Arthur Eaves' story has taken some amateur detective work and, at the time of writing in May 2008, it remains incomplete.
As with all those researched for this project, Arthur's story started with an inscription on a War Memorial. Or, in his case, two War Memorials as his name appears on both the Bredbury and Romiley ones. In the former case, the inscription records his service as being with the 8th Battalion, Worcestershire Regiment. For a number of years, there was no progress in the research. There was no-one of this name commemorated by the Commonwealth War Graves Commission. There was no wartime obituary for him in the local press and all other enquiries drew a blank.
However, returning to his story in the autumn of 2007 was to prove a success. New information had become available online - information about military service; information about local births, marriages and, importantly, deaths. A search of the latter records revealed the local death of 48 year old Arthur Eaves. It was likely to be the right man but would there be anything to connect this death to military service over two years after the War ended? The answer would lie in his death certificate.
It showed that he had died at 7 Compstall Road, Romiley and that present at his death had been his brother, John Eaves, who lived next door at No. 5. It showed that Arthur had died of Bronchitis and cardiac failure after being gassed in the War. Interestingly, it gave Arthur's home address as 13 Grismont Avenue, Sparkbrook, Birmingham and his occupation as insurance agent.

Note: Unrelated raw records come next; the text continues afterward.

PR #1134, opened 2026-08-07
Flips starfield axis during subtraction

lowderchris:
## PR summary

A errant flip was occurring in one of the starfield model axes during the subtraction process, when determining a union WCS encompassing models. The WCS does need to be flipped along the RA axis to account for this factor of -1 with the cdelt. However, the code was making a reference to the WCS, which resulted in the flip being undone.

This corrects that by making a deepcopy of the model WCS to avoid flipping a flip.

## Todos

None

## Test plan

See below example plots testing with v0l data on punch190.

## Breaking changes

None

## Related issues

None

## AI usage

None.

### DIFF
--- a/changelog/1134.bugfix.rst
+++ b/changelog/1134.bugfix.rst
@@ -1,1 +1,1 @@
-Corrects a bug with starfield model cdelt during subtraction.
+Corrects a bug with starfield model subtraction where the RA-axis cdelt was being accidentally sign flipped twice.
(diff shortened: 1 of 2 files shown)


lowderchris:
Using the existing code on main:
sfield_subtract_before

and after this fix:
sfield_subtract_after

jmbhughes (approved):

PR #1135, opened 2026-08-11
#1001 put nfi back into mosiacs

### LINKED ISSUE #1001: Put NFI back into mosaics by removing todos and code disablement of NFI
After #1000, we're ready to deploy NFI. This requires hunting down all the spots NFI was disabled and combining it back into mosaics in the automation.

Rokkaan5:
## PR summary

*What does this PR introduce?*

This PR is supposed to undo all the commented out lines that were put in place to ignore NFI in the pipeline until the dynamic stray light could be dealt with. Now that we have the PCA method to initially release some visually pleasing NFI images, we want to incorporate those results into the mosaics.

## Todos

*Please list tasks to complete this PR.*

- [ ] Find and appropriately modify the todos that used to comment out NFI 
- [ ] "Test" that somehow nothing in the pipeline is critically broken from the changes made

## Test plan

*How does this PR verify the code works correctly?*

TBD...

## Breaking changes

*Document any breaking changes from this PR.*

## Related issues

*Link the issues related to this PR.*

This is the main task of ticket #1001 

## AI usage

*State how AI was used in this PR.*

### DIFF
--- a/punchbowl/auto/flows/level1.py
+++ b/punchbowl/auto/flows/level1.py
@@ -270,7 +270,7 @@ def get_psf_model_paths(level0_files, pipeline_config: dict, session=None):
               .order_by(File.file_version.desc(), File.date_obs.desc()).all())
     results = []
     for l0_file in level0_files:
-        
+
         target_type = PSF_MODEL_CORRESPONDING_TYPES[l0_file.file_type[1]]
         # We want to pick the latest model that's before the observation, so we go backwards in time, past any
         # later-in-time models, until we hit the first model that's before the observation.
@@ -290,7 +290,7 @@ def get_psf_model_paths(level0_files, pipeline_config: dict, session=None):
 
 def get_psf_model_path(level0_file, pipeline_config: dict, session=None, reference_time=None) -> str:
     psf_model_type = PSF_MODEL_CORRESPONDING_TYPES[level0_file.file_type[1]]
-    
+
     best_model = (session.query(File)
                   .filter(File.file_type == psf_model_type)
                   .filter(File.observatory == level0_file.observatory)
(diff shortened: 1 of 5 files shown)


Rokkaan5:
From what I understood, the action in commit 502186c, is supposed to be sufficient to get this task (of putting NFI back into PUNCH mosaics) for those specific "TODO" tags, but perhaps not sufficient to properly deal with the proper PSF processing for NFI. Ticket #1136 was created to make sure this note is accounted for.

Rokkaan5:
pre-commit.ci autofix

jmbhughes (commented):
Looks great. Can you make sure the CI passes?

punchbowl/auto/flows/level1.py
```diff
@@ -270,10 +270,7 @@ def get_psf_model_paths(level0_files, pipeline_config: dict, session=None):
               .order_by(File.file_version.desc(), File.date_obs.desc()).all())
     results = []
     for l0_file in level0_files:
-        # TODO - Turn this back on once fine tuned for NFI
-        if l0_file.observatory == "4":
-            results.append("")
-            continue
```
svank, line 276: For this and the two other PSF-related changes in this file, I wonder if we should avoid merging those changes until we have PSFs for NFI---otherwise test runs might be difficult. (I think the reason for this hack was because we couldn't get a good PSF for NFI, and we decided no PSF was better than a bad PSF.)

punchbowl/auto/flows/level2.py
```diff
@@ -34,8 +34,7 @@ def _level2_query_ready_files(session, polarized: bool, pipeline_config: dict, m
     logger = get_logger()
     all_ready_files = (session.query(File).filter(File.state == "created")
                        .filter(File.level == "1")
-                        # TODO: This line temporarily excludes NFI
-                       .filter(File.observatory.in_(["1", "2", "3"]))
+                       .filter(File.observatory.in_(["1", "2", "3", "4"]))
```
svank: This line can probably be removed altogether, since asking for these four observatories is just asking for everything. It doesn't *really* matter, except sometimes I've seen extra filters make DB queries slower if it makes the DB not use an index effectively.

svank (changes requested):

jmbhughes:
@Rokkaan5 @svank what is the plan with this PR given #1179 ?

PR #1141, opened 2026-08-19
Fix outlier flagging

### LINKED ISSUE #1087: Fix outlier flagging for L2+
A while back, we turned the OUTLIER flag into a bitmask for L2+, to indicate which of the input observatories had an outlier image. When we switched the F corona estimation to be per-WFI, we started writing per-WFI L2 X files which are the inputs to L3 (*not* the L2 CTM/PTM files). For a given trefoil/timestamp (i.e. one L2 PTM/CTM), it looks like if one of the input images is an outlier, *all* the L2 X files are being flagged as outliers, meaning that the L3 CIM/PIM always gets a bitmask of 14 = 01110 i.e. all WFIs are outliers (unless one of the WFIs is missing for that timestamp).

It looks like in the flow itself the X file OUTLIER flag is being set based on only the input images for that WFI, but on the scheduling side, the DB entry for all X files is being set to 1 if any of the input L1s are outliers, and that DB value gets propagated into the file before it's written out.

The L2 PTM/CTMs appear to have correct bitmask OUTLIER values.

s0larish:
## PR summary

- Fixed outlier flagging at L2+ data products
- Added a test to verify the flagging

## Related issues

Fix outlier flagging for L2+ #1087 

## AI usage

Debugging some errors in the test


s0larish:
pre-commit.ci autofix

punchbowl/auto/flows/level2.py
courtneypeck: Rename "obses" to "observatories"

courtneypeck, line 268: Oh dear. It looks like none of the functions in this file have proper docstrings. Could you at least add docstrings for this function since you have poked around in here recently?

courtneypeck (approved):

svank (approved):
Thanks Ritesh!

I think this will fix it, but we should remember to check the actual output files next time we do a test run.

s0larish:
pre-commit.ci autofix

jmbhughes (approved):

PR #1142, opened 2026-08-19
Fix checking for existing *AMs

svank:
## PR summary

This is supposed to be checking if this CAM already exists, but it's actually checking if a CTM exists at the CAM time (which it never will, since CAMs are every 32 minutes on the minute, and CTM timestamps have non-zero seconds). The situation is if some of the input CTMs don't get generated until well after others, we might make the CAM with the earlier batch of CTMs, and then when new ones show up the scheduler will want to make the CAM again, but we can't overwrite already-generated files. We usually avoid this problem by making incomplete groups of CTMs wait to be CAM-ified until a set amount of time after the last CTM was generated, but sometimes the delay for the last CTM can be longer than that wait period.

## Test plan

Next pipeline test run on 190. This specific bit of logic, as well as the "make incomplete groups of CTMs wait to be CAM-ified" logic could be candidates for unit tests.

## AI usage

None


jmbhughes:
pre-commit.ci autofix

jmbhughes (approved):
Glad we caught this.

PR #1145, opened 2026-08-25
Improves starfield model generation and subtraction

### LINKED ISSUE #1100: Investigate why the Milky Way survives starfield subtraction
The diffuse Milky Way brightness survives our starfield subtraction. Work in this ticket will compare before-and-after starfield subtracted WFI clear images to figure out why it is surviving and determine a path forward for fixing this issue in the pipeline.

lowderchris:
## PR summary

Improves starfield model generation and subtraction via:
- Removing median background subtraction that is no longer needed. This should improve capturing the Milky Way into the starfield models.
- Allowing for a single starfield model subtraction. This will allow a potential full-sky starfield model subtraction.

## Todos

- [x] make figures to illustrate

## Test plan

I've run this code in a notebook on punch190

## Breaking changes

None

## AI usage

None.

### DIFF
--- a/punchbowl/level3/stellar.py
+++ b/punchbowl/level3/stellar.py
@@ -346,8 +346,9 @@ def generate_starfield_background(
 
 @punch_task
 def subtract_starfield_background_task(data_object: PUNCHCube,
-                                       before_starfield_path: str | None,
-                                       after_starfield_path: str | None,
+                                       before_starfield_path: str | None = None,
+                                       after_starfield_path: str | None = None,
+                                       starfield_path: str | None = None,
                                        is_polarized: bool = False) -> PUNCHCube:
     """
     Subtracts a background starfield from an input data frame.
@@ -363,6 +364,8 @@ def subtract_starfield_background_task(data_object: PUNCHCube,
         path to a PUNCHCube background starfield map centered before the observation
     after_starfield_path : str
         path to a PUNCHCube background starfield map centered after the observation
+    starfield_path : str
+        path to a single PUNCHCube background starfield map centered around the observation
     is_polarized : bool
         whether the data is polarized
 
@@ -375,12 +378,16 @@ def subtract_starfield_background_task(data_object: PUNCHCube,
     logger = get_logger()
     logger.info("subtract_starfield_background started")
 
-    if before_starfield_path is None and after_starfield_path is None:
+    if before_starfield_path is None and after_starfield_path is None and starfield_path is None:
         output = data_object
         output.meta.history.add_now("LEVEL3-subtract_starfield_background",
                                            "starfield subtraction skipped since path is empty")
-    elif before_starfield_path is None or after_starfield_path is None:
+    elif (before_starfield_path is None or after_starfield_path is None) and starfield_path is None:
         raise InvalidDataError("subtract_starfield_background requires two input starfield models.")
+    elif starfield_path is not None:
+        star_datacube = load_ndcube_from_fits(starfield_path)
+        wcs_celestial = star_datacube.celestial_wcs
+        wcs_celestial.wcs.cdelt[0] = wcs_celestial.wcs.cdelt[0] * -1
     else:
         star_datacube_before = load_ndcube_from_fits(before_starfield_path)
         star_datacube_after = load_ndcube_from_fits(after_starfield_path)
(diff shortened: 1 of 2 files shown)


punchbowl/level3/stellar.py
```diff
@@ -379,12 +378,16 @@ def subtract_starfield_background_task(data_object: PUNCHCube,
     logger = get_logger()
     logger.info("subtract_starfield_background started")
 
-    if before_starfield_path is None and after_starfield_path is None:
+    if before_starfield_path is None and after_starfield_path is None and starfield_path is None:
```
s0larish: This can be condensed something like:
if not any((before_starfield_path, after_starfield_path, starfield_path)):

s0larish (dismissed):

punchbowl/level3/stellar.py
```diff
@@ -452,42 +455,43 @@ def subtract_starfield_background_task(data_object: PUNCHCube,
...
-        data_object.data[original_mask] = 0
-        data_object.data[~np.isfinite(data_object.data)] = 0
-
-        data_object.meta.history.add_now("LEVEL3-subtract_starfield_background", "subtracted starfield background")
-        output = polarize_celestial_to_solar(data_object) if is_polarized else data_object
+    original_mask = data_object.data == 0
+
+    # TODO - Think about where to do the interpolation at this stage...
+    # Is this going to require a change in the subtraction code to avoid more reprojections back and forth?
+    if is_polarized:
```
courtneypeck, line 465: It seems like the code is going to fail if this "if" from above is used since `star_datacube` won't be defined: `if before_starfield_path is None and after_starfield_path is None and starfield_path is None:`

Am I missing something? Should there be a return after that "if" statement?

punchbowl/level3/stellar.py
lowderchris: Ah, that's an elegant way to do that. Thanks! Incorporated.

punchbowl/level3/stellar.py
lowderchris: Ah, thank you for catching that! I've made some logic structure changes there to keep ruff happy, let me know if there's a more elegant / readable way to do that.

punchbowl/level3/stellar.py
```diff
@@ -379,12 +378,19 @@ def subtract_starfield_background_task(data_object: PUNCHCube,
...
-    if before_starfield_path is None and after_starfield_path is None:
+    if not any((before_starfield_path, after_starfield_path, starfield_path)):
         output = data_object
         output.meta.history.add_now("LEVEL3-subtract_starfield_background",
                                            "starfield subtraction skipped since path is empty")
-    elif before_starfield_path is None or after_starfield_path is None:
+        return output
+
+    if (before_starfield_path is None or after_starfield_path is None) and starfield_path is None:
         raise InvalidDataError("subtract_starfield_background requires two input starfield models.")
```
svank:
```suggestion
        raise InvalidDataError("subtract_starfield_background requires at least one input starfield model.")
```

punchbowl/level3/stellar.py
```diff
@@ -452,42 +458,43 @@ def subtract_starfield_background_task(data_object: PUNCHCube,
...
-            data_object.uncertainty.array[...] = np.sqrt(data_object.uncertainty.array**2 +
-                                                         subtracted.subtracted[1]**2)
-
-        # Reset the data to be zero in invalid regions
-        data_object.data[original_mask] = 0
-        data_object.data[~np.isfinite(data_object.data)] = 0
-
-        data_object.meta.history.add_now("LEVEL3-subtract_starfield_background", "subtracted starfield background")
-        output = polarize_celestial_to_solar(data_object) if is_polarized else data_object
+    original_mask = data_object.data == 0
```
svank: This hasn't to do with the changes in this PR, but we shouldn't flag a pixel as masked just because it's zero---that can happen naturally.

```suggestion
    original_mask = (data_object.data == 0) * ~np.isfinite(data_object.uncertainty)
```

punchbowl/level3/stellar.py
```diff
@@ -452,42 +458,43 @@ def subtract_starfield_background_task(data_object: PUNCHCube,
...
+        data_object.data[...] = subtracted.subtracted[0]
+        data_object.uncertainty.array[...] = np.sqrt(data_object.uncertainty.array**2 +
+                                                        subtracted.subtracted[1]**2)
+
+    # Reset the data to be zero in invalid regions
+    data_object.data[original_mask] = 0
+    data_object.data[~np.isfinite(data_object.data)] = 0
+
+    data_object.meta.history.add_now("LEVEL3-subtract_starfield_background", "subtracted starfield background")
+    output = polarize_celestial_to_solar(data_object) if is_polarized else data_object
```
svank, line 496: Again, nothing to do with this PR, but should this be run on the starfield model, not the subtracted image?

lowderchris: We walked through some of the logic, but for posterity:
- PUNCHImageProcessor uses polarize_solar_to_celestial when used to load data.
- This is used when generating polarized starfield models, so input data are converted to that frame.
- When subtract_from_image is called via a starfield model, it uses the PUNCHImageProcessor to convert the input data into that celestial polarization frame.
- The subtracted output data is then converted back into the solar polarization frame.

This was good to double check the logic.

punchbowl/level3/stellar.py
```diff
@@ -452,42 +458,43 @@ def subtract_starfield_background_task(data_object: PUNCHCube,
...
-
-        # Reset the data to be zero in invalid regions
-        data_object.data[original_mask] = 0
-        data_object.data[~np.isfinite(data_object.data)] = 0
-
-        data_object.meta.history.add_now("LEVEL3-subtract_starfield_background", "subtracted starfield background")
-        output = polarize_celestial_to_solar(data_object) if is_polarized else data_object
+    original_mask = (data_object.data == 0) * ~np.isfinite(data_object.uncertainty)
+
+    # TODO - Think about where to do the interpolation at this stage...
```
jmbhughes: Is this TODO still active?

courtneypeck (approved):

punchbowl/level3/stellar.py
lowderchris: TODO no longer needed. Removing.

jmbhughes (approved):

PR #1152, opened 2026-08-27
Disable NFI static stray light processing

### LINKED ISSUE #1148: Fix stray light generation bug with NFI data
Stray light generation processes are failing for NFI data, where the obs-code of 4 is out of range for what has up to this point been expected for the three WFIs.

courtneypeck:
## PR summary

Disables NFI statis stray light processing in the construct_stray_light_scheduler_flow

## Todos

None

## Test plan

I will need input from someone on the team on how to test this change

## Breaking changes

Unclear

## Related issues

N/A

## AI usage

None

### DIFF
--- a/punchbowl/auto/flows/stray_light.py
+++ b/punchbowl/auto/flows/stray_light.py
@@ -256,7 +256,6 @@ def construct_stray_light_scheduler_flow(pipeline_config_path=None, session=None
     for i in range(n, -1, -1):
         t = t0 + i * increment
         for model_type in ["SR", "SM", "SZ", "SP"]:
-            #for observatory in ["1", "2", "3", "4"]:
             for observatory in ["1", "2", "3"]: # Disable NFI static stray light processing
                 key = (model_type, observatory, t)
                 model = existing_models.get(key)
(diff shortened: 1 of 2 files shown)


punchbowl/auto/flows/stray_light.py
```diff
@@ -256,7 +256,8 @@ def construct_stray_light_scheduler_flow(pipeline_config_path=None, session=None
     for i in range(n, -1, -1):
         t = t0 + i * increment
         for model_type in ["SR", "SM", "SZ", "SP"]:
-            for observatory in ["1", "2", "3", "4"]:
+            #for observatory in ["1", "2", "3", "4"]:
```
lowderchris:
```suggestion
```
Maybe kill this line and leave in the comment on the line below a note about not including 4 for NFI?

lowderchris (approved):

jmbhughes:
I'd rather fix it than just disable it. We need it.

courtneypeck:
> I'd rather fix it than just disable it. We need it.

Can you elaborate on this? Sam says that the stray light model isn't built for NFI and that it needed to be disabled (see Slack conversation from 8/26 on punch-notify.

jmbhughes:
> > I'd rather fix it than just disable it. We need it.
> 
> Can you elaborate on this? Sam says that the stray light model isn't built for NFI and that it needed to be disabled (see Slack conversation from 8/26 on punch-notify.

You should listen to Sam and ignore me haha. The point I was trying to make was that I wanted to see NFI working properly instead of just disabling the stray light. But you're both right that NFI PCA doesn't need stray light so we should disable it for now.

jmbhughes (approved):

PR #1159, opened 2026-09-04
Fix #936 by clipping to 1 instead of 0 for transparency

### LINKED ISSUE #936: Unclip JP2 products to zero at negative values
We need to better handle negative values. Right now, they're clipping to 0 which results in a transparent patch in Helioviewer applications.

jmbhughes:
We were previously clipping all negative values to 0. This led to negative values becoming transparent in JHelioviewer. This fixes that.


svank:
lgtm

PR #1519, opened 2023-02-13
Making only Experienced Forum Users be able to set signatures

### LINKED ISSUE #1517: Restrict signatures completely until an amount of posts.
Making it easier to go after bot accounts as there's some that commonly have their signatures display the spam material without ever posting.
Possibly only needs at least 4 (Newbie) posts...

GMPranav:
Resolves #1517

### DIFF
--- a/TASVideos/Pages/Profile/Settings.cshtml
+++ b/TASVideos/Pages/Profile/Settings.cshtml
@@ -120,10 +120,13 @@
 			</small>
 		</column>
 	</row>
-	<fullrow class="mt-3">
-		<label asp-for="Settings.Signature"></label>
-		<textarea asp-for="Settings.Signature" class="form-control" rows="5"></textarea>
-	</fullrow>
+	@if (Model.Settings.Roles.Where(role => role.Name == "Experienced Forum User").Count() != 0)
+	{
+		<fullrow class="mt-3">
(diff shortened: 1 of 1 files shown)


Masterjun3 (changes requested):
Wasn't the point of our [Permission](https://github.com/TASVideos/tasvideos/blob/main/TASVideos.Data/Entity/PermissionTo.cs) system to add specific permissions instead of hardcoding roles?

GMPranav:
I was only trying to implement @CasualPokePlayer's idea. I was not aware of that permission system and also find it hard to decipher it.

adelikat:
@Masterjun3 is correct, we must add a new permission, and then check that permission when choosing to display things.

Checking roles means that a simple name change on a role can break functionality

Masterjun3:
I know this is closed already, but I missed a very important part when writing my feedback:
This PR only changes the visibility of the according element in the HTML. A "malicious" user could just reinsert that specific part and be able to change their signature without problems.

In general our idea is to *never trust the user*, so permission things should **always** be done server-side.

GMPranav:
Yeah, that was quite the dirty quickfix

adelikat:
To be clear, having the code in the view is good, but it just needs the check server side on the POST call in addition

The 1914 edition of Kelly's Directory recorded John Eaves living at No. 5 and working as a painter. No. 7 was the home of milliner, Bridget Eaves - almost certainly their mother. This was confirmed when an examination was made of the 1901 Census. This showed the family had originated from Preston and, at the time, the family were living in Compstall. Arthur appears to have already left home and was living in Birmingham.
The records of soldiers' entitlement to medals are also now available online and these confirmed that only one man called Arthur Eaves had served with the Worcestershire Regiment. He must be the same person as the Romiley man. This man had later transferred to the Labour Corps.
Arthur's service file escaped a fire at the National Archives in the 1940s and it enables the reader to gain even more information about his military service. He enlisted at Worcester on 25 May 1915. His medical examination confirms he was very fit with perfect vision. He was a tall man, particularly for those times, standing just under 6'.
The record shows that he was gassed on 19/20 July 1916 during the Battle of the Somme. Records of the Battle show that on the 19th, 8th Worcesteshires were digging a new communication trench forward from La Boiselle. They came under attack from new type of gas shell and here were only 18 men unaffected. The whole Battalion had to be moved away for treatment and, over a month later, 400 were pronounced still unfit for duty. After finally recovering from the worst effects of the gas, he was transferred to the Labour Corps on 15 July 1917. His time in the trenches was over. He was assigned to 5th Prisoner of War Company and he would spend the rest of military service as a camp guard, transferring to 342nd PoW Company on 26 October 1918.
Arthur was discharged from the Army on 22 February 1919 and returned to Birmingham. However, no doubt with seriously failing health, he returned to Romiley to die at the family home the following year. Reporting his death, the local newspaper said that his body was carried to his grave by his four brothers - Oswald, Peter, John and Cuthbert. Arthur's death was directly related to his military service and, as such, he is entitled to be commemorated in the nation's Debt of Honour Register and for his grave to be maintained as a war grave by the Commonwealth War Graves Commission. All the evidence collected through this project was sent to the Commission in January 2008 and a decision is now awaited from the Ministry of Defence.
UPDATE: August 2008. Ministry of Defence accepts that Arthur's death was related to his War service and his name will now be included in the Debt of Honour Register. His grave at St Mary's will be maintained by the War Graves Commission as an official war grave.